Report every line in the records below that holds the word "settings".

····················

PR #921, opened 2024-10-03
feat(App): Dark mode support 

### LINKED ISSUE #274: Add a dark mode

TTalex:
### What
- Implemented dark mode 🥷 support using vuetify themes
- For now it only reads user preferences from its browser, there is no button to swap between modes
- Added theme params `header` and `footer` to match the custom colors that were set inline
    - This unlocks classes like `bg-header`
- Also added theme support for PriceChart
- Also added theme support for LeafletMap
- Also added missing OSM attribution in LeafletMap while I was at it

### Screenshot
darkmode

(Light mode still works)
lightmode

### Fixes bug(s)
- Mostly fixes #274


raphodn (approved):
nice :sunglasses:

src/App.vue
```diff
@@ -12,6 +12,17 @@
   </v-app>
 </template>
 
+<script setup>
+import { useTheme } from 'vuetify'
+
+const theme = useTheme()
+
+const prefersDarkScheme = window.matchMedia('(prefers-color-scheme: dark)')
```
raphodn, line 20: easy to add a settings toggle in a following PR ?
I know some users will be asking for it to revert back to the light mode ^^

raphodn: in https://hunger.openfoodfacts.org its interesting because the settings are not "hidden" behind auth

raphodn: it could be a header (or footer) toggle. vs a new settings. or move the settings outside of the auth wall ? :thinking:

src/components/LeafletMap.vue
```diff
@@ -31,6 +32,16 @@ export default {
       required: true
     },
   },
+  setup() {
```
raphodn, line 35: fyi I've currently been using Vue.js with the "options" API. here the setup refers to the "composition" API. I don't know how they both cohabitate ?

src/App.vue
TTalex: I'll do it in this PR, just wanted an insight on where to put the toggle :)

I do not think it should require login, and I don't know if I want to tackle moving the setting page :smile: 

The Footer has a lot of available real estate, so I guess I'll put something there for now ?

src/components/LeafletMap.vue
TTalex: Ah, my bad, I'll check how to properly do this during the weekend.

src/App.vue
raphodn: Footer sounds great !

TTalex:
Now with a button in footer

mode_toggle

It still reads browser preferences until the button was pressed once, then it remembers the user choice and ignores browser configuration. (This is the same behavior as Hunger Games)

src/i18n/locales/fr.json
```diff
@@ -273,6 +273,10 @@
 		"SignIn": "Se connecter",
 		"SignOut": "Se déconnecter"
 	},
+	"Theme": {
```
raphodn, line 276: I'm not 100% sure these translations will actually be taken into account by Crowdin. What I've been doing is only change the en.json. We can leave it like this and test ^^

src/store.js
```diff
@@ -42,6 +43,9 @@ export const useAppStore = defineStore('app', {
     },
     getUserLastCurrencyUsed: (state) => {
       return state.user.last_currency_used
+    },
+    getUserPreferedTheme: (state) => {
```
raphodn, line 47: :+1:

raphodn (approved):
nice v2 !

src/i18n/locales/fr.json
raphodn: Had to resolve a conflict in #929
image

==> Crowdin only looks at en.json

TTalex: Alright, good to know, thanks !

····················

● **Answer to this problem**
raphodn, line 20: easy to add a settings toggle in a following PR ?
raphodn: in https://hunger.openfoodfacts.org its interesting because the settings are not "hidden" behind auth
raphodn: it could be a header (or footer) toggle. vs a new settings. or move the settings outside of the auth wall ? :thinking:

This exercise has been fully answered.